PR #682, opened 2023-04-21
Fix morning papers filter

Fosol:
Extracted the shared advanced filter so that the Morning Papers works correctly.

image

### DIFF
--- a/app/editor/src/features/content/morning-reports/utils/makeFilter.ts
+++ b/app/editor/src/features/content/morning-reports/utils/makeFilter.ts
@@ -27,14 +27,10 @@ export const makeFilter = (
     sourceIds: filter.sourceIds,
     publishedStartOn: setTimeFrame(filter.timeFrame as number)?.toISOString(),
     actions: applyActions(filter),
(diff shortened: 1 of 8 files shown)


app/editor/src/store/slices/content/contentSlice.ts
```diff
@@ -36,6 +36,11 @@ export const initialContentState: IContentState = {
     searchTerm: '',
   },
   filterMorningReports: defaultMorningReportsFilter(),
+  filterMorningReportAdvanced: {
```
Fosol, line 39: They were originally sharing an advanced filter which was causing all kinds of issues.

app/editor/src/features/content/morning-reports/utils/makeFilter.ts
```diff
@@ -27,14 +27,10 @@ export const makeFilter = (
     sourceIds: filter.sourceIds,
     publishedStartOn: setTimeFrame(filter.timeFrame as number)?.toISOString(),
     actions: applyActions(filter),
-    fieldType: filter.searchTerm?.trim() !== '' ? filter.fieldType : undefined,
```
Fosol, line 30: This would have never worked because the API ignores these values.

PR #890, opened 2023-07-10
TNO-1483 Add chart template admin

Fosol:
I've added a very basic admin form to manage and create chart templates.  Chart templates use Razor syntax to convert content into JSON data.  The JSON data must match the Charts.js format.  This JSON data is then sent to our new Charts API which generates a graph image.

## Summary

- Add new admin forms in Editor app
- Add new API endpoints for chart templates
- Publish tno-core:0.0.271

image


app/editor/src/features/admin/actions/styled/ActionForm.tsx
```diff
@@ -8,6 +8,5 @@ export const ActionForm = styled(FormPage)`
 
   .back-button {
     align-self: start;
-    margin-bottom: 3%;
```
Fosol, line 11: Removed this from most places as it was a wasting vertical space.  @jdtoombs was this required for some reason?

PR #899, opened 2023-07-11
My Minister bug

jdtoombs:
Frustrating one as it is not occurring locally still... will have to see how this behaves in dev

### DIFF
--- a/app/subscriber/src/features/my-minister/MyMinister.tsx
+++ b/app/subscriber/src/features/my-minister/MyMinister.tsx
@@ -68,12 +68,13 @@ export const MyMinister: React.FC = () => {
 
   /** retrigger content fetch when change is applied */
   React.useEffect(() => {
+    if (!aliases.length) return;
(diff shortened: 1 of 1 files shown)


app/subscriber/src/features/my-minister/MyMinister.tsx
```diff
@@ -68,12 +68,13 @@ export const MyMinister: React.FC = () => {
 
   /** retrigger content fetch when change is applied */
   React.useEffect(() => {
```
Fosol, line 70: Isn't this the 3rd PR related to this?

Fosol (approved):

app/subscriber/src/features/my-minister/MyMinister.tsx
jdtoombs: Correct yes, annoyingly have to throw things against the wall since I can't recreate locally :(

PR #905, opened 2023-07-14
TNO-1507: UI for advanced search

jdtoombs:
Finally dug this out of my stash, was a bit of a nightmare.

This is the *intro* PR for the UI components before made functional with a new ticket this sprint. Leaving the old search bar in the meantime as well. A few questions for Bobbi as well based off the mockup and what happens when clicking certain elements.

Would also like to add some smoother animations; however, that can be down the road when the barebones is complete.

demoadvanced


Fosol (approved):
Looks nice

PR #915, opened 2023-07-19
feat: #tno-1489 - no re-alerting on migration

kylgarmor:
- after discussion with stakeholder (Scott) we can ignore the alert attribute
- it's enough that an Editor can trigger a new alert manually if they choose


jdtoombs (approved):

jdtoombs:
Keeps things simple 😃

PR #918, opened 2023-07-20
fix: #tno-1459 - channel was not being updated

kylgarmor:
- switch to using react-router-dom, inline with the content page
- also refactored loading state


app/editor/src/features/content/papers/Papers.tsx
```diff
@@ -120,21 +117,26 @@ export const Papers: React.FC<IPapersProps> = (props) => {
...
     async (filter: IPaperFilter & Partial<IContentListAdvancedFilter>) => {
       try {
-        setLoading(true);
-        const data = await findContent(
-          makeFilter({
-            ...filter,
-          }),
-        );
-        return new Page(data.page - 1, data.quantity, data?.items, data.total);
+        if (!isLoading) {
```
CelloLiu, line 120: If isLoading == true, the finally section will set it to false right away, is that what expected?

app/editor/package.json
```diff
@@ -122,7 +122,8 @@
     ],
     "rules": {
       "simple-import-sort/imports": "error",
-      "simple-import-sort/exports": "error"
+      "simple-import-sort/exports": "error",
+      "no-console": ["error", { "allow": ["error", "debug"] }]
```
Fosol, line 126: Thanks

app/editor/src/features/content/papers/Papers.tsx
```diff
@@ -120,21 +117,24 @@ export const Papers: React.FC<IPapersProps> = (props) => {
...
       } catch (error) {
         // TODO: Handle error
         throw error;
       } finally {
-        setLoading(false);
+        setIsLoading(false);
       }
     },
-    [findContent],
+    // eslint-disable-next-line react-hooks/exhaustive-deps
```
Fosol, line 136: What is being ignored in the dependencies?  We always add documentation to ensure we're not introducing a hidden bug.

app/editor/package.json
jdtoombs: Gonna be handy :)

PR #919, opened 2023-07-22
Tno-1565 - hide inactive ministers on subscriber site

kylgarmor:
- hidden now when no longer active
- minister is removed from preferences if set to inactive
- updated to latest tno-core
- sort my ministers list by `name`


app/subscriber/src/features/settings/MyMinisterSettings.tsx
```diff
@@ -13,7 +13,9 @@ export const MyMinisterSettings: React.FC = () => {
   const [, store] = useAppStore();
   const api = useUsers();
 
-  const options = ministers.map((m) => new OptionItem(`${m.name} | ${m.description}`, m.name));
+  let activeMinisters = ministers
+    .filter((m) => m.isEnabled)
+    .sort((a, b) => a.name.localeCompare(b.name));
```
kylgarmor, line 19: I feel like maybe we should modify the MinisterModel so that it has a first name and last name field.  name is then set as the concat of those two on save.  This could lead to a couple of other improvements:
- sort by last name
- the last name could also be used as an automatic alias as well

app/subscriber/src/features/settings/MyMinisterSettings.tsx
```diff
@@ -31,30 +33,58 @@ export const MyMinisterSettings: React.FC = () => {
     if (userInfo?.preferences?.myMinisters) {
       setMyMinisters(userInfo?.preferences?.myMinisters);
     }
-  }, [userInfo, ministers]);
+
```
kylgarmor, line 36: this just checks to see if the current ministers they have saved in their preferences are still active and if any of the ministers have changed status, then they are automatically removed from their preferences withoyt the user having to take any action

app/subscriber/src/features/settings/MyMinisterSettings.tsx
```diff
@@ -31,30 +33,58 @@ export const MyMinisterSettings: React.FC = () => {
...
+  }, [activeMinisters, api, ministers, store, userInfo]);
 
   return (
     <styled.MyMinisterSettings>
       <p className="description">
-        Choose the Minister you'd like to follow. Stories about your selected Minister will be
+        Choose the Minister(s) you'd like to follow. Stories about your selected Minister(s) will be
         available from a quick click in the sidebar menu.
       </p>
+      <p>Please note that "Search Aliases" will also show up in your "My Minister" feed.</p>
```
kylgarmor, line 68: Added a hint around the new text under the minister name and position.

app/subscriber/src/features/settings/styled/MyMinisterSettings.tsx
```diff
@@ -5,16 +5,25 @@ export const MyMinisterSettings = styled(Col)`
...
-
-  .options {
-    margin-bottom: 10px;
   }
 
   .option-container {
+    margin-top: 2em;
     background-color: ${(props) => props.theme.css.lightGray};
   }
+  .chk-container {
```
kylgarmor, line 14: make sure that the aliases always stay under the minister name and position

app/editor/package.json
```diff
@@ -56,7 +56,7 @@
     "react-tooltip": "5.10.0",
     "redux-logger": "3.0.6",
     "styled-components": "5.3.9",
-    "tno-core": "0.0.276"
+    "tno-core": "0.0.279"
```
kylgarmor, line 59: Used the tno-core version from Jonny's PR since it fixes the missing `aliases` field on `IMinisterModel`

app/subscriber/src/features/settings/MyMinisterSettings.tsx
Fosol: Automatic alias isn't ideal regrettably, due to common names.  It's better to force the admin to choose the appropriate aliases to limit false positives.
Splitting first and last name could be useful for sorting, but isn't critical presently.

app/subscriber/src/features/settings/MyMinisterSettings.tsx
```diff
@@ -31,30 +33,58 @@ export const MyMinisterSettings: React.FC = () => {
...
-              onChange={(e) => {
-                if ((e.target as HTMLInputElement).checked) {
-                  setMyMinisters([...myMinisters, o.value]);
-                } else {
-                  // remove from prefrerences when unchecking
-                  setMyMinisters(myMinisters.filter((m: string) => m !== o.value));
-                }
-              }}
-            />
+            <div className="chk-container">
```
Fosol, line 72: Need to move the `key` to the outer parent.  Always test with the developer tools open in the browser to see new errors and warnings being introduced by changes.

app/subscriber/src/store/hooks/subscriber/interfaces/IMinisterModel.ts
```diff
@@ -1,7 +1,6 @@
 import { ISortableModel } from 'tno-core';
 
 export interface IMinisterModel extends ISortableModel<number> {
-  name: string;
```
Fosol, line 4: Thanks for cleaning up.  @jdtoombs note that inherited properties don't need to be duplicated.

libs/net/models/Areas/Subscriber/Models/Minister/MinisterModel.cs
```diff
@@ -17,6 +17,7 @@ public class MinisterModel : BaseTypeModel<int>
     public MinisterModel() { }
 
     public string? Aliases { get; set; } = "";
```
Fosol, line 19: Should not be nullable.

libs/net/models/Areas/Subscriber/Models/Minister/MinisterModel.cs
```diff
@@ -17,6 +17,7 @@ public class MinisterModel : BaseTypeModel<int>
...
+    public string? Position { get; set; } = "";
```
Fosol, line 20: Should not be nullable.

Fosol (changes requested):

app/subscriber/src/features/settings/MyMinisterSettings.tsx
```diff
@@ -31,30 +33,58 @@ export const MyMinisterSettings: React.FC = () => {
...
-                if ((e.target as HTMLInputElement).checked) {
-                  setMyMinisters([...myMinisters, o.value]);
-                } else {
-                  // remove from prefrerences when unchecking
-                  setMyMinisters(myMinisters.filter((m: string) => m !== o.value));
-                }
-              }}
-            />
+            <div className="chk-container" key={o.name}>
+
```
Fosol, line 73: Linting issue

Fosol (approved):

PR #925, opened 2023-07-25
fix: #tno-1524 - only update content status

kylgarmor:
Update the API endpoint and Content Service to only update the `Content.Status` to eliminate data corruption or concurrency issues.

### DIFF
--- a/api/net/Areas/Services/Controllers/ContentController.cs
+++ b/api/net/Areas/Services/Controllers/ContentController.cs
@@ -252,6 +252,23 @@ public class ContentController : ControllerBase
 
         return new JsonResult(new ContentModel(content));
     }
+    /// <summary>
+    /// Update content for the specified 'id'.
+    /// Will not trigger any re-index or audit trail update
+    /// </summary>
+    /// <param name="model"></param>
+    /// <returns></returns>
+    [HttpPut("{id}/status")]
+    [Produces(MediaTypeNames.Application.Json)]
+    [ProducesResponseType(typeof(ContentModel), (int)HttpStatusCode.OK)]
+    [ProducesResponseType(typeof(ErrorResponseModel), (int)HttpStatusCode.BadRequest)]
+    [SwaggerOperation(Tags = new[] { "Content" })]
+    public IActionResult UpdateStatusAsync(ContentModel model)
+    {
+        var content = _contentService.UpdateStatusOnly((Content)model);
+
+        return new JsonResult(new ContentModel(content));
+    }
 
     /// <summary>
     /// Upload a file and link it to the specified content.
--- a/libs/net/dal/Services/ContentService.cs
+++ b/libs/net/dal/Services/ContentService.cs
@@ -223,7 +223,7 @@ public class ContentService : BaseService<Content, long>, IContentService
 
         if (filter.Sentiment.Any())
             filterQueries.Add(s => s.Nested(n => n.Path(p => p.TonePools).Query(y => y.Range(m => m.Field("tonePools.value").GreaterThanOrEquals(filter.Sentiment.First()).LessThanOrEquals(filter.Sentiment.Last())))));
-        
+
         if (filter.ProductIds.Any())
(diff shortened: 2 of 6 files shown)


kylgarmor:
@Fosol I wasnt sure whether this was the right approach here.  Would like some feedback if you have time and can point me in the right direction if I have gone off course.

api/net/Areas/Services/Controllers/ContentController.cs
```diff
@@ -252,6 +252,24 @@ public async Task<IActionResult> UpdateAsync(ContentModel model, bool index = fa
...
+    /// </summary>
+    /// <param name="model"></param>
+    /// <param name="newStatus">New ContentStatus.</param>
+    /// <returns></returns>
+    [HttpPut("{id}/status")]
+    [Produces(MediaTypeNames.Application.Json)]
+    [ProducesResponseType(typeof(ContentModel), (int)HttpStatusCode.OK)]
+    [ProducesResponseType(typeof(ErrorResponseModel), (int)HttpStatusCode.BadRequest)]
+    [SwaggerOperation(Tags = new[] { "Content" })]
+    public IActionResult UpdateStatusAsync(ContentModel model, ContentStatus newStatus)
```
Fosol, line 267: I would just include the content model.  Whatever status is in the model should be the new status.  But it can be either way.

libs/net/dal/Services/ContentService.cs
```diff
@@ -489,5 +489,19 @@ public IEnumerable<NotificationInstance> GetNotificationsFor(long contentId)
...
     }
+
+    /// <summary>
+    /// Update the specified 'entity' in the database.
+    /// </summary>
+    /// <param name="entity"></param>
+    /// <returns></returns>
+    /// <exception cref="InvalidOperationException"></exception>
+    /// TODO: Switch to not found exception throughout services.
+    public Content UpdateStatusOnly(long contentId, ContentStatus newStatus)
```
Fosol, line 500: The main issue here is you're not accounting for concurrency issues.  Is this intentional?  If so why?  In most cases we enforce optimistic concurrency.

api/net/Areas/Services/Controllers/ContentController.cs
```diff
@@ -252,6 +252,24 @@ public async Task<IActionResult> UpdateAsync(ContentModel model, bool index = fa
...
+    {
+        var content = _contentService.UpdateStatusOnly(model.Id, newStatus);
```
Fosol, line 269: I would probably lean to not bothering with a dedicated function for this.  I would just make a request for the entity in the db and change the status, then update.  But there can be benefits to do it your way.

libs/net/dal/Services/ContentService.cs
```diff
@@ -501,5 +501,22 @@ public IEnumerable<NotificationInstance> GetNotificationsFor(long contentId)
...
             .Where(n => n.ContentId == contentId);
     }
+
+    /// <summary>
+    /// Update the specified 'entity' in the database.
+    /// </summary>
+    /// <param name="updated"></param>
+    /// <returns></returns>
+    /// <exception cref="InvalidOperationException"></exception>
+    /// TODO: Switch to not found exception throughout services.
```
Fosol, line 511: That would be great

libs/net/dal/Services/ContentService.cs
```diff
@@ -501,5 +501,22 @@ public IEnumerable<NotificationInstance> GetNotificationsFor(long contentId)
...
+    public Content UpdateStatusOnly(Content updated)
+    {
+        var original = FindById(updated.Id) ?? throw new InvalidOperationException("Entity does not exist");
+
+        this.Context.Entry(original.Status).CurrentValues.SetValues(updated.Status);
+        this.Context.ResetVersion(original);
```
════════════════════
# WORK ITEM
Tally how many lines of the records hold the word "being". Answer with the number only.

# RESULT BELOW
3